境界決定部４は照合部３の結果から探索区間を決定し、
記憶部２からセグメント境界の特徴を読みだし、分析部
１からの分析結果からセグメント境界を決定する。第３
図において３１は入力音声のエネルギー包絡を示し、３
２は全周波数領域におけるエネルギーに占める３　ｋＨ
ｚ以上のエネルギーの割合の変化量を示す、第３図にお
いて、ｉはセグメント境界候補、ｉ′は区間［ｉｌ、ｉ
２］において３２の全周波数領域におけるエネルギーに
占める３　ｋＨ２以上のエネルギーの割合の変化量が最
小値を取る時点として求められたセグメント境界である
。The boundary determining unit 4 determines a search interval from the result of the matching unit 3,
The characteristics of the segment boundaries are read from the storage unit 2, and the segment boundaries are determined from the analysis results from the analysis unit 1. Third
In the figure, 31 indicates the energy envelope of the input voice, and 3
2 is 3 kHz of energy in the entire frequency range
In FIG. 3, which shows the amount of change in the proportion of energy equal to or higher than z, i is a segment boundary candidate, and i' is an interval [il, i
2], the segment boundary is determined as the point in time when the amount of change in the ratio of energy of 3 kHz or more to the energy in all 32 frequency regions takes a minimum value.

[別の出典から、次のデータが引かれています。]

PR #564, opened 2019-09-27
*: suport alter table set flash replica syntax

crazycs520:
This is for TiDB PR:  https://github.com/pingcap/tidb/pull/12453

* Add DDL syntax to support add table flash replica. 
```sql
ALTER TABLE [table_name] SET FLASH REPLICA [count] LOCATION LABELS [location_labels]
eg:
ALTER TABLE t SET FLASH REPLICA 3 LOCATION LABELS "rack", "host", "abc";
```

### Check List 

Tests 

 - Unit test

Code changes

Side effects

Related changes


model/model.go
```diff
@@ -323,6 +326,13 @@ func (t TableLockType) String() string {
 	return ""
 }
 
+// FlashReplicaInfo means the flash replica info.
+type FlashReplicaInfo struct {
+	Count          uint64
+	LocationLabels []string
```
lzmhhh123: Should we move the location labels out of the struct and put it in `TableInfo` as a sperate one. Because this one is also an essential part of isolate read.

lzmhhh123: Should we move the location labels out of the struct and put it in `TableInfo` as a sperate one. Because this one is also an essential part of isolate read.

PR #214, opened 2019-02-20
fix now frac in column option

Ryan-Git:
### What problem does this PR solve? 
https://github.com/pingcap/parser/issues/186 is not completely fixed by #211 , this PR parses fraction of CURRENT_TIMESTAMP in ON UPDATE clause.

### What is changed and how it works?
ref parsed NowSymOptionFraction in ColumnOption rather than manually construct it.

### Check List 

Tests 

adjusted related parser_test.go

PR #565, opened 2019-09-28
parser: parse the fraction of CURRENT_TIMESTAMP default value (#211)

tangenta:
Cherry-pick #211 and #214.


zz-jason:
@tangenta It's better to cherry pick the bug-fixes one by one. So that we can tell which PR is not cherry-picked to the release branch through the commit history in git logs.

tangenta:
@zz-jason These two PRs are filed to solve the same problem. Should I append `(#214)` to the end of the title?

PR #571, opened 2019-10-08
parser: support syntax for AUTO_RANDOM

tangenta:
This PR adds a keyword, auto_random. The usage is as follows:

```sql
create table t(a bigint auto_random(3) primary key, b varchar(10))
create table t(a int auto_random(3), b char, primary key (a))
```

For a more detail description, please refer to pingcap/tidb#13127.

- Add a field `AutoRandomBitLength uint64` in `ColumnOption`.\
- Add version special comment syntax `/*T!00001 auto_random */`.

### Check List 

Tests 

 - Unit test
 - Integration test

Code changes

Side effects

Related changes


ast/ddl.go
```diff
@@ -529,6 +531,8 @@ func (n *ColumnOption) Restore(ctx *RestoreCtx) error {
 	case ColumnOptionStorage:
 		ctx.WriteKeyWord("STORAGE ")
 		ctx.WriteKeyWord(n.StrValue)
+	case ColumnOptionAutoShard:
+		ctx.WritePlainf("AUTO_SHARD(SHARD_BITS = %d)", n.AutoShardBitLength)
```
```suggestion
		ctx.WriteKeyword("AUTO_SHARD")
		ctx.WritePlain("(")
		ctx.WriteKeyword("SHARD_BITS")
		ctx.WritePlainf("= %d)", n.AutoShardBitLength)
```

go.mod1
```diff
@@ -14,3 +14,5 @@ require (
 	github.com/sirupsen/logrus v1.3.0
 	golang.org/x/text v0.3.1-0.20180807135948-17ff2d5776d2
 )
+
+go 1.13
```
kennytm:
```suggestion
```

parser.y
```diff
@@ -2410,6 +2412,10 @@ ColumnOption:
 		yylex.AppendError(yylex.Errorf("The STORAGE clause is parsed but ignored by all storage engines."))
 		parser.lastErrorAsWarn()
 	}
+|	"AUTO_SHARD" '(' "SHARD_BITS" eq LengthNum ')'
```
kennytm: AFAIK we haven't agreed on the exact syntax yet.

tiancaiamao:
PTAL @winkyao @crazycs520

mysql/const.go
```diff
@@ -488,6 +488,12 @@ var DefaultLengthOfMysqlTypes = map[byte]int{
 	TypeSet:    8,
 }
 
+// BitLengthPerByte is the bit number of a byte.
+const BitLengthPerByte = 8
+
+// RowIDBitLength is the bit number of a row id in TiDB.
+const RowIDBitLength = 64
```
crazycs520: Why not define this in `TiDB`?

tangenta: You are right. These are not MySQL-specific. Which place should I put them to? Can I hardcode them?

crazycs520: Put it in the pkg you used in TiDB?

lexer.go
```diff
@@ -55,6 +55,9 @@ type Scanner struct {
 	// lastScanOffset indicates last offset returned by scan().
 	// It's used to substring sql in syntax error message.
 	lastScanOffset int
+
+	// commentCodeVersion means the biggest number can be parsed in the comment with pattern /*!v00001 xxx */
```
kennytm: It mentions `/*!v` here...

lexer.go
```diff
@@ -445,6 +448,21 @@ func startWithSlash(s *Scanner) (tok int, pos Pos, lit string) {
 			}
 		}
 
+		if strings.HasPrefix(comment, "/*v") {
```
kennytm: but here it definitely lacks a `!`.

misc.go
```diff
@@ -14,11 +14,47 @@
...
+func (ccv CommentCodeVersion) String() string {
+	return fmt.Sprintf("%05d", ccv)
+}
+
+func extractVersionCodeInComment(comment string) CommentCodeVersion {
+	if SpecVersionCodePattern.MatchString(comment) {
+		verDigitNum := 5
+		if isDigit(rune(comment[len("/*T!xxxxx")])) {
+			verDigitNum += 1
+		}
```
kennytm: Please use regex captures ([`(*Regexp).FindStringSubmatch`](https://godoc.org/regexp#Regexp.FindStringSubmatch)) to extract the digits instead of this...

tangenta: Updated. PTAL

model/model.go
```diff
@@ -235,6 +235,8 @@ type TableInfo struct {
 	ShardRowIDBits uint64
 	// MaxShardRowIDBits uses to record the max ShardRowIDBits be used so far.
 	MaxShardRowIDBits uint64 `json:"max_shard_row_id_bits"`
+	// AutoRandomBits is used to set the bit number to shard automatically when PKIsHandle.
+	AutoRandomBits uint64 `json:"auto_shard_bits"`
```
kennytm: @tangenta Missed this when reviewing. Is it intended that the JSON field be called `auto_shard_bits` instead of `auto_random_bits`?

tangenta: It is a mistake. I fixed it in #702.

PR #575, opened 2019-10-11
ast: add `CachedNames` for Prepared

winoros:

to compatible with https://github.com/pingcap/tidb/pull/12573

Add a new field

### Check List 

Tests 

 - Unit test


kennytm:
It's still missing the CLA from @winoros

PR #582, opened 2019-10-17
parser: add nowait keyword, add for update no wait grammar, and related error…

cfzjywxk:
… code/msg

support select for update nowait
```
# Session 1:

mysql> CREATE TABLE t (i INT, PRIMARY KEY (i)) ENGINE = InnoDB;

mysql> INSERT INTO t (i) VALUES(1),(2),(3);

mysql> START TRANSACTION;

mysql> SELECT * FROM t WHERE i = 2 FOR UPDATE;
+---+
| i |
+---+
| 2 |
+---+

# Session 2:

mysql> START TRANSACTION;

mysql> SELECT * FROM t WHERE i = 2 FOR UPDATE NOWAIT;
ERROR 3572 (HY000): Statement aborted because lock(s) could not be acquired immediately and NOW
```

### Check List 

Tests 

 - Unit test
 

Code changes

Side effects

Related changes


coocood:
`NOWAIT` is an unreserved keyword, we need to add it to `UnReservedKeyword:` section in the `parser.y`.

cfzjywxk:
> From the description in https://dev.mysql.com/doc/refman/8.0/en/select.html#idm140006656103232, it's more appropriate to make NOWAIT its own modifier rather than grouping `FOR UPDATE NOWAIT` as a whole thing.
> 
> ```sql
>     [FOR {UPDATE | SHARE} [OF tbl_name [, tbl_name] ...] [NOWAIT | SKIP LOCKED] 
>       | LOCK IN SHARE MODE]]
> ```

we're currently groupint "FOR UPDATE" as a whole, and "SelectLockType" is defined as single `int` type,   maybe we need to some refactorations on this for 8.0 compatibility ?  There will be some other related work, do this refactoration in the future?
@coocood @kennytm

coocood:
LGTM

cfzjywxk:
@jackysp @tiancaiamao PTAL

kennytm:
> we're currently groupint "FOR UPDATE" as a whole, and "SelectLockType" is defined as single int type, maybe we need to some refactorations on this for 8.0 compatibility ? There will be some other related work, do this refactoration in the future?

@cfzjywxk IMO it's better to turn `SelectLockType` into a struct now, or add a new member to `SelectStmt` indicating whether it is NOWAIT (and SKIP LOCKED in the future). 

To support `SelectLockForUpdateNoWait` you'll need to modify TiDB once now, and later when you refactor for 8.0 compatibility you'll need to modify the code again. So I think it's better to choose a solution which we know is going to last.

coocood:
@kennytm 
We can modify the code again later when we need to.
It's not certain if we need to support those features.

PR #584, opened 2019-10-22
mysql: add some errors for TiDB

jackysp:
Some errors in TiDB do not have an error code. Add parts of them.

Side effects


go.mod1
```diff
@@ -14,3 +14,5 @@ require (
 	github.com/sirupsen/logrus v1.3.0
 	golang.org/x/text v0.3.1-0.20180807135948-17ff2d5776d2
 )
+
+go 1.13
```
kennytm: @tiancaiamao Is it acceptable to add this now?

mysql/errname.go
```diff
@@ -77,7 +77,7 @@ var MySQLErrName = map[uint16]string{
 	ErrTooLongIdent:                             "Identifier name '%-.100s' is too long",
 	ErrDupFieldName:                             "Duplicate column name '%-.192s'",
 	ErrDupKeyName:                               "Duplicate key name '%-.192s'",
-	ErrDupEntry:                                 "Duplicate entry '%-.192s' for key %d",
+	ErrDupEntry:                                 "Duplicate entry '%s' for key '%s'",
```
kennytm: Note that MySQL 8 would truncate the "entry" to 64 characters. I'm not sure if TiDB truncates the output using the `%-.192s` here or manually.

```sql
mysql> create table x(a varchar(512));
Query OK, 0 rows affected (0.03 sec)

mysql> insert into x values (repeat('a', 512)), (repeat('a', 512));
Query OK, 2 rows affected (0.01 sec)
Records: 2  Duplicates: 0  Warnings: 0

mysql> create unique index y on x(a);
ERROR 1062 (23000): Duplicate entry 'aaaaaaaaaaaaaaaaaaaaaaaaaaaaaaaaaaaaaaaaaaaaaaaaaaaaaaaaaaaaaaaa' for key 'y'
```

mysql/errname.go
```diff
@@ -943,6 +943,12 @@ var MySQLErrName = map[uint16]string{
 	ErrUnsupportedReloadPlugin:    "Plugin %s isn't loaded so cannot be reloaded",
 	ErrUnsupportedReloadPluginVar: "Reload plugin with different sysVar is unsupported %v",
 	ErrTableLocked:                "Table '%s' was locked in %s by %v",
+	ErrNotExist:                   "Error: key not exist",
+	ErrTxnRetryable:               "Error: KV error safe to retry %s ",
```
kennytm:
```suggestion
	ErrTxnRetryable:               "Error: KV error safe to retry %s",
```

mysql/errname.go
```diff
@@ -943,6 +943,12 @@ var MySQLErrName = map[uint16]string{
...
+	ErrCannotSetNilValue:          "can not set nil value",
```
kennytm:
```suggestion
	ErrCannotSetNilValue:          "cannot set nil value",
```

jackysp: It keeps the same message as TiDB here.

mysql/errname.go
jackysp: It keeps the same message as TiDB here.

mysql/errname.go
```diff
@@ -931,7 +931,7 @@ var MySQLErrName = map[uint16]string{
 	ErrMemExceedThreshold:         "%s holds %dB memory, exceeds threshold %dB.%s",
 	ErrForUpdateCantRetry:         "[%d] can not retry select for update statement",
 	ErrAdminCheckTable:            "TiDB admin check table failed.",
-	ErrTxnTooLarge:                "Transaction is too large",
+	ErrTxnTooLarge:                "Transaction is too large, size: %d",
```
jackysp: Good advice, however, it's actually supposed to use ErrDupEntryWithKeyName instead of this error. It's hard to choose here. The Duplicate Entry error code that TiDB has been using all the time seems to be wrong. Change the error code, I am afraid there will be some compatibility problems. This error is too common. I don't know if I should follow the same message as ErrDupEntryWithKeyName. @kennytm

mysql/errname.go
```diff
@@ -77,7 +77,7 @@ var MySQLErrName = map[uint16]string{
 	ErrTooLongIdent:                             "Identifier name '%-.100s' is too long",
 	ErrDupFieldName:                             "Duplicate column name '%-.192s'",
 	ErrDupKeyName:                               "Duplicate key name '%-.192s'",
-	ErrDupEntry:                                 "Duplicate entry '%-.192s' for key %d",
+	ErrDupEntry:                                 "Duplicate entry '%-.64s' for key '%-.192s'",
```
jackysp: Good advice, however, it's actually supposed to use ErrDupEntryWithKeyName instead of this error. It's hard to choose here. The Duplicate Entry error code that TiDB has been using all the time seems to be wrong. Change the error code, I am afraid there will be some compatibility problems. This error is too common. I don't know if I should follow the same message as ErrDupEntryWithKeyName. @kennytm

tiancaiamao:
LGTM

kennytm:
The PR is LGTM on its own, but pingcap/tidb#12866 would change the error code of some statements which deviates from MySQL, so I don't know if this is acceptable within our compatibility strategy.

jackysp:
We could wait for https://github.com/pingcap/tidb/pull/12866.

PR #779, opened 2025-07-15
CRDCDH-2902

amattu2:
### Overview

N/A

N/A

### Related Ticket(s)

CRDCDH-2902 (Task)

### DIFF
--- a/src/components/ErrorDetailsDialog/index.stories.tsx
+++ b/src/components/ErrorDetailsDialog/index.stories.tsx
@@ -1,11 +1,4 @@
-import { MockedResponse } from "@apollo/client/testing";
 import type { Meta, StoryObj } from "@storybook/react";
-
-import {
-  RETRIEVE_RELEASED_DATA,
-  RetrieveReleasedDataInput,
-  RetrieveReleasedDataResp,
-} from "../../graphql";
 
 import Dialog from "./index";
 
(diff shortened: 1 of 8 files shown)


src/components/ErrorDetailsDialog/v2/index.tsx
```diff
@@ -0,0 +1,220 @@
...
+    </StyledHeader>
+    <StyledPostHeader variant="caption" data-testid="error-details-node-info">
+      {postHeader}
+    </StyledPostHeader>
+    <StyledIssueCount variant="body2" data-testid="error-details-error-count">
+      {issues?.length || 0} {issues?.length === 1 ? "ISSUE" : "ISSUES"}:
+    </StyledIssueCount>
+    <StyledList>
+      {issues.map((issue, idx) => (
+        <StyledIssueContainer key={issue.message} data-testid={`error-details-issue-${idx}`}>
```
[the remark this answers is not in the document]
amattu2: Using index isn't a stable alternative. I went with severity+message to reduce the odds of a conflict. I'm not sure if duplicate messages can even appear anyway. d507ec9

src/components/ErrorDetailsDialog/v2/index.tsx
```diff
@@ -0,0 +1,223 @@
...
+  color: "#595959",
+  fontFamily: "'Nunito', 'Rubik', sans-serif",
+  fontSize: "16px",
+  fontStyle: "normal",
+  fontWeight: 400,
+  lineHeight: "19.6px",
+});
+
+const StyledList = styled(List)({
+  overflowY: "auto",
```
Alejandro-Vega, line 56: Is now a good time to switch over to scroll body instead? Disregard, if the scrolling is specified in design

src/components/PVRequestButton/index.tsx
```diff
@@ -0,0 +1,252 @@
...
+
+  const [requestPV] = useMutation<RequestPVResponse, RequestPVInput>(REQUEST_PV, {
+    context: { clientName: "backend" },
+    fetchPolicy: "no-cache",
+  });
+
+  const [loading, setLoading] = useState<boolean>(false);
+  const [confirmOpen, setConfirmOpen] = useState<boolean>(false);
+
+  const confirmButtonProps = useMemo<ButtonProps>(
```
Alejandro-Vega, line 105: I see that in the Figma design the "Confirm and Submit" button is the info color, but here we have 2 separate buttons. I'd suggest verifying the desired color for this button, I think it would make more sense to use variant contained and color "success" like in the Access Request Dialog. Seems inconsistent to use this info color here.

src/components/PVRequestButton/index.tsx
```diff
@@ -0,0 +1,252 @@
...
+  };
+
+  const onCloseDialog = async () => {
+    setConfirmOpen(false);
+  };
+
+  const onConfirmDialog = useCallback(async () => {
+    setLoading(true);
+    try {
+      const comment = watch("comment")?.trim();
```
Alejandro-Vega, line 125: I think it would be cleaner to use handleSubmit(onConfirmDialog) and get the form values through the params. LMK if there is a performance issue with this, and instead your way is better.

Alejandro-Vega (changes requested):
Looks great and works well! Small requested changes below.

amattu2:
Updated.

FYI The API doesn't seem to work ATM because of a feature branch being deployed.

Alejandro-Vega (approved):
LGTM! Didn't retest. Due to the API failing, feel free to merge whenever you feel is right.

（発明の効果）以上のように本発明による装置によれば、不特定話者の
音声を高い精度でセグメンテーションすることができ、
高精度の音声認識装置の実現が可能となる。(Effects of the Invention) As described above, according to the device according to the present invention, speech of unspecified speakers can be segmented with high accuracy.
It becomes possible to realize a highly accurate speech recognition device.

[Brief explanation of the drawing]

第１図は本発明の一実施例を示すブロック図、第２図は
入力音声と標準パターンの時間的対応材は方法を例示す
る図、第３図は本発明によるセグメント境界の決定方法
の一例を説明するための図である。図において、１は音響分析部、２は単語標準パターン記
憶部、３は照合部、４は境界決定部、２１は入力音声の
エネルギー包絡、２２は単語標準パターンのエネルギー
包絡、２３はマツチング平面、２４はマツチングパス、
３１は入力音声のエネルギー包絡、３２は全周波数領域
におけるエネルギーに占める３ｋｌｌｚ以上のエネルギ
ーの割合の変化量である。FIG. 1 is a block diagram showing an embodiment of the present invention, FIG. 2 is a diagram illustrating a method for temporally corresponding input speech and standard patterns, and FIG. 3 is an example of a method for determining segment boundaries according to the present invention. FIG. In the figure, 1 is an acoustic analysis unit, 2 is a word standard pattern storage unit, 3 is a matching unit, 4 is a boundary determination unit, 21 is an energy envelope of input speech, 22 is an energy envelope of a word standard pattern, 23 is a matching plane, 24 is matching pass,
31 is the energy envelope of the input voice, and 32 is the amount of change in the ratio of energy of 3 kllz or more to the energy in the entire frequency range.

Claims

[Claims]

In a device that performs speech recognition using segments smaller than words such as syllables or phonemes, a means for extracting acoustic feature parameters from input speech, and storing feature parameters, segment boundaries, and features of the segment boundaries as word standard patterns. means for temporally associating the input speech and the word standard pattern using the acoustic feature parameter to determine a time point in the input speech corresponding to the segment boundary of the word standard pattern; and means for searching for a segment boundary of the input speech within a certain range from the point in time using boundary characteristics.